Michael Bowman, a spokesperson for Anthem, stated AMR had not submitted all the data it required to course of the declare, resulting in the preliminary denial. After consulting with AMR, Anthem paid its protection quantity, Bowman stated.
However the insurer’s fee nonetheless left Whitten with a $2,906.39 invoice for his out-of-network ambulance experience. Brian Whitten stated he referred to as an AMR customer support quantity a number of instances to contest the remaining prices however was unable to bypass its automated system and converse with a human.
“I couldn’t discover a strategy to discuss to someone about this invoice aside from pay it, and I didn’t wish to pay it,” he stated.
Unsuccessful and pissed off, Brian Whitten paid the remaining invoice in January 2024, he stated, involved it will be turned over to a set company and damage his son’s credit score — and his well-being.
There was yet one more twist: He was shocked when he later reviewed his bank card statements and found that AMR had quietly however absolutely refunded his fee in October.
“It’s superb that he received his a reimbursement,” Kelmar stated. “That’s what’s surprising.”
In a press release, Suzie Robinson, vp of income cycle administration with AMR, stated the corporate’s third-party billing company commonly performs audits to make sure accuracy. An audit of Jagdish Whitten’s invoice “revealed that the care supplied didn’t meet the factors for essential care,” Robinson stated, which prompted the complete refund.
Robinson stated audits indicated fewer than 1% of its 4 million medical encounters yearly are billed incorrectly.
The Takeaway
Robinson stated sufferers who really feel that AMR has billed them incorrectly ought to contact the corporate through e-mail.
For sufferers in want of an ambulance in an emergency, there are few protections — and normally few choices: Generally you don’t have a more sensible choice than to get in.
Federal protections require that well being plans cowl sure shock payments, with sufferers paying solely what they might if that they had obtained in-network care. Increasing these protections to floor ambulance payments would require Congress to behave.

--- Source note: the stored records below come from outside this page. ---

PR #4793, opened 2021-11-30
doc: fix to show sponsors in narrow view

outsideris:
In the narrow width screen, our sponsor logos disapear except the wallaby logo. 

스크린샷 2021-12-01 오전 1 09 10

Now, all sponsor logos are displayed.

스크린샷 2021-12-01 오전 1 10 52

Under 320px width, logo size is not good, but it's fine over 320px width.

### DIFF
--- a/docs/_includes/default.liquid
+++ b/docs/_includes/default.liquid
@@ -25,6 +25,15 @@
 
     <main id="content">{{ content }}</main>
 
+    <div class="sponsorship">
+      <a href="https://matomo.org/" rel="external noopener" title="Mocha is sponsored by Matomo">
+        <img src="images/matomo-logo.png?trim" loading="lazy" width="100" alt="Matomo logo">
+      </a>
+      <a href="https://wallabyjs.com" rel="external noopener" title="Mocha is sponsored by Wallaby" id="wallaby-logo">
+        <img src="https://wallabyjs.com/assets/img/logoWithText.svg" loading="lazy" width="140" alt="Wallaby logo">
+      </a>
+    </div>
+
     <footer>
       <div id="copyright-notice">
         <a rel="home" href="https://mochajs.org/">mochajs.org</a> is licensed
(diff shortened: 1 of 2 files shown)


juergba:
For my taste these logos are way too large. And the one of OpenJS Foundation belongs into the gray part, where the netlify logo shows up.

outsideris:
Could you show a screenshot?

juergba:
I mean the current docs, even before this PR. Those logos are larger than our own Mocha logo.

outsideris:
I moved all sponsorship logos into the footer because I agreed they are too big. 

스크린샷 2021-12-31 오후 7 49 15

under 400px width:

스크린샷 2021-12-31 오후 7 49 26

juergba:
OpenJS Foundation is not a sponsor, but one of Mocha's owners. That's why I proposed to move its logo to the footer where OpenJS Foundation is mentioned several times.

Imo the remaining true sponsors don't belong into the footer. I don't really like it, but it's upto you.
The size of the images seems ok to me.

outsideris:
Yes, I also don't like sponsors images bottom. It is a design issue. I will try another approach.

outsideris:
How about we remove matomo and wallaby logos?

juergba:
There are sponsor logos missing, at least the one of Saucelabs. There is a pending issue about that.
So removing the two logos mentioned doesn't solve anything.

outsideris:
I fixed them.

wide width: 

스크린샷 2022-02-04 오후 9 08 42

narrow width:
스크린샷 2022-02-04 오후 9 09 38

docs/_includes/default.liquid
```diff
@@ -25,38 +25,14 @@
...
-      >
-        <img
-          src="/images/openjsf-logo.svg"
-          loading="lazy"
-          width="300"
-          height="94"
-          alt="OpenJS Foundation Logo"
-        />
+      <a href="https://wallabyjs.com" rel="external noopener" title="Mocha is sponsored by Wallaby" id="wallaby-logo">
+        <img src="https://wallabyjs.com/assets/img/logoWithText.svg" loading="lazy" width="140" alt="Wallaby logo">
```
juergba, line 33: Some logos are loaded out of the `images` folder, some by external links.
What's the difference? Performance?

juergba (approved):

docs/_includes/default.liquid
outsideris: I think there is no reason. 
Whether we manage all assets on our side or not is only difference. Performance won't make much difference on mocha site.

Ambulance suppliers need to be appropriately compensated for his or her important function in our medical system, Kelmar stated. However the system because it stands nearly incentivizes suppliers to cost the next price, which may result in shock billing and monetary hardship for sufferers and their households, she stated.
Kelmar stated she worries not simply in regards to the debt these payments create for shoppers but in addition that folks could decline important ambulance transportation in an emergency, for concern of getting hit with an exorbitant invoice.
“We simply must carry some sense again to the system,” she stated.

Invoice of the Month is a crowdsourced investigation by KFF Well being Information and The Washington Submit’s Effectively+Being that dissects and explains medical payments. Since 2018, this sequence has helped many sufferers and readers get their medical payments lowered, and it has been cited in statehouses, on the U.S. Capitol, and on the White Home. Do you have got a complicated or outrageous medical invoice you wish to share? Inform us about it!